* _Data for this task_:
PR #7054, opened 2022-03-15
Add DynamicLinks generator

ottaviano:


src/Entity/Pap/Campaign.php
```diff
@@ -541,4 +547,19 @@ public function setAssociated(bool $value): void
     {
         $this->associated = $value;
     }
+
+    public function getDynamicLinkPath(): string
+    {
+        return '/pap-campagnes/'.$this->uuid;
```
elvino29, line 553:
```suggestion
        return '/pap-campaigns/'.$this->uuid;
```

Remg (approved):

elvino29 (approved):

src/Entity/Pap/Campaign.php
ottaviano: yes, you are absolutely right. Fixed 👍

PR #7134, opened 2022-04-05
[Assessors][LPN-610] update FranceCitiesBundle

elvino29:


ottaviano (approved):
we should update user data (events, committees, etc...) after deployment for being coherent with these new codes.

PR #7259, opened 2022-05-02
[Procuration] Disable/enable a procuration request and list disabled requests

illusionOfParadise:


src/Procuration/Filter/ProcurationRequestFilters.php
```diff
@@ -34,16 +40,31 @@ public function apply(QueryBuilder $qb, string $alias): void
...
+
+                break;
+            case self::UNPROCESSED:
+                $qb
+                    ->andWhere("$alias.processed = :flag AND $alias.processedAt IS NULL")
+                    ->setParameter('enabled', true)
+                    ->setParameter('flag', 0)
+                ;
+
+                break;
```
ottaviano:
```suggestion
        $qb
            ->andWhere("$alias.enabled = :enabled")
            ->setParameter('enabled', true)
        ;

        switch ($this->getStatus()) {
            case self::PROCESSED:
                $qb
                    ->andWhere("$alias.processed = :flag AND $alias.processedAt IS NOT NULL")
                    ->setParameter('flag', 1)
                ;

                break;
            case self::UNPROCESSED:
                $qb
                    ->andWhere("$alias.processed = :flag AND $alias.processedAt IS NULL")
                    ->setParameter('flag', 0)
                ;

                break;
```

ottaviano (approved):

* _Task requirements_: Copy every line of the listing that contains the word "string".

* _Output of the exercise_:
+    public function getDynamicLinkPath(): string
@@ -34,16 +40,31 @@ public function apply(QueryBuilder $qb, string $alias): void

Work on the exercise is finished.